Section IV: Aesthetic Appreciation and Belief
In the final section of the book, two authors explore the relationship between art and testimony, specifically, addressing the question of whether testimony is a legitimate source of aesthetic judgement. Jon Robson (‘Against Aesthetic Exceptionalism’) argues against a position which has it that aesthetic judgements are beliefs, and that these judgements cannot legitimately be formed on the basis of aesthetic testimony because they are subject to additional norms. He argues that pessimism about aesthetic testimony is untenable since it is in tension with various accounts of the nature of belief, and drives an unjustified line between aesthetic beliefs and other beliefs.
Daniel Whiting (‘Don’t Take My Word for It: On Beliefs, Affects, Reasons, Values, Rationality, and Aesthetic Testimony’) closes this section, and the volume, arguing that it is not possible to acquire aesthetic knowledge (or even rational aesthetic belief) from testimony alone. In arguing for this view, Whiting considers the way in which belief in the value of a work is supposed to serve as a causal and rational basis for affective responses to it.
Issues regarding the proper classification of mental states, how this relates to the role they play, as well as the way in which they are ideally generated, are ones of interest to philosophers of art and philosophers of mind.

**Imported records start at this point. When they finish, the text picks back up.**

Issue #467, opened 2023-01-11
Consistenly allow :nan, :neg_infinity, and :infinity


josevalim:
They should be allowed everywhere regular Elixir values are allowed, such as:

1. [x] `Series.from_list([:nan, 1.0, :infinity])` (#495)
2. [x] `Series.eq(series, :nan)` and similar
3. [x] `Series.fill_missing(series, :infinity)` (note `:nan` is already allowed here) (#484)

philss:
I believe all of them are covered now. Thank you very much, @Jhonatannunessilva ! :smiley:  :purple_heart:

PR #512, opened 2023-02-20
Allows Series functions to receive nan, infinity, and neg_infinity values

Jhonatannunessilva:
This PR allows Series functions to receive nan, infinity, and neg_infinity values.

This is part of #467

Functions that have been tested and are working:

- [X] Series.equal/2
- [X] Series.not_equal/2
- [X] Series.greater/2
- [X] Series.greater_equal/2
- [X] Series.less/2
- [X] Series.less_equal/2
- [X] Series.in/2
- [X] Series.iotype/2
- [X] Series.sort/2
- [X] Series.argsort/2
- [X] Series.add/2
- [X] Series.subtract/2
- [X] Series.multiply/2
- [X] Series.divide/2
- [X] Series.pow(series, :nan | :infinity | :neg_infinity)
- [X] Series.pow(:nan | :infinity | :neg_infinity, series)
- [ ] Series.pow(float_series_1, float_series_2)

NOTES:

- The Series.pow/2 function only accepts integer series. Is it to allow float series as well?
- In Rust, f64::NAN is not equal to f64::NAN
  - So when Series.equal/2 is called:

    ```elixir
    iex(1)> s1 = Explorer.Series.from_list([1.0, 2.5, :nan, :infinity, :neg_infinity])
    #Explorer.Series<
    Polars[5]
    float [1.0, 2.5, NaN, Inf, -Inf]
    >

    iex(2)> s2 = Explorer.Series.from_list([1.0, 3.0, :nan, :infinity, :neg_infinity])
    #Explorer.Series<
    Polars[5]
    float [1.0, 3.0, NaN, Inf, -Inf]
    >

    iex(3)> Explorer.Series.equal(s1, s2)
    #Explorer.Series<
    Polars[5]
    boolean [true, false, false, true, true]
    >
    ```

  - But with the Series.in/2 function the behavior is different:

    ```elixir
    iex(1)> s1 = Explorer.Series.from_list([1.0, 2.5, :nan, :infinity, :neg_infinity])
    #Explorer.Series<
    Polars[5]
    float [1.0, 2.5, NaN, Inf, -Inf]
    >

    iex(2)> s2 = Explorer.Series.from_list([1.0, 3.0, :nan, :infinity, :neg_infinity])
    #Explorer.Series<
    Polars[5]
    float [1.0, 3.0, NaN, Inf, -Inf]
    >

    iex(3)> Explorer.Series.in(s1, s2)   
    #Explorer.Series<
    Polars[5]
    boolean [true, false, true, true, true]
    >
    ```

### DIFF
--- a/lib/explorer/polars_backend/series.ex
+++ b/lib/explorer/polars_backend/series.ex
@@ -203,8 +203,11 @@ defmodule Explorer.PolarsBackend.Series do
   def subtract(%Series{} = left, %Series{} = right),
     do: Shared.apply_series(left, :s_subtract, [right.data])
 
-  def subtract(left, right) when is_number(right), do: apply_scalar_on_rhs(:subtract, left, right)
-  def subtract(left, right) when is_number(left), do: apply_scalar_on_lhs(:subtract, left, right)
+  def subtract(left, right) when is_number(right) or right in [:nan, :infinity, :neg_infinity],
+    do: apply_scalar_on_rhs(:subtract, left, right)
+
+  def subtract(left, right) when is_number(left) or left in [:nan, :infinity, :neg_infinity],
+    do: apply_scalar_on_lhs(:subtract, left, right)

The interaction of philosophers working in aesthetics and mind is apt to lead to developments on these issues. Our hope is that this volume makes attractive such continuing interaction.
Issues regarding the proper classification of mental states, how this relates to the role they play, as well as the way in which they are ideally generated, are ones of interest to philosophers of art and philosophers of mind. The interaction of philosophers working in aesthetics and mind is apt to lead to developments on these issues. Our hope is that this volume makes attractive such continuing interaction.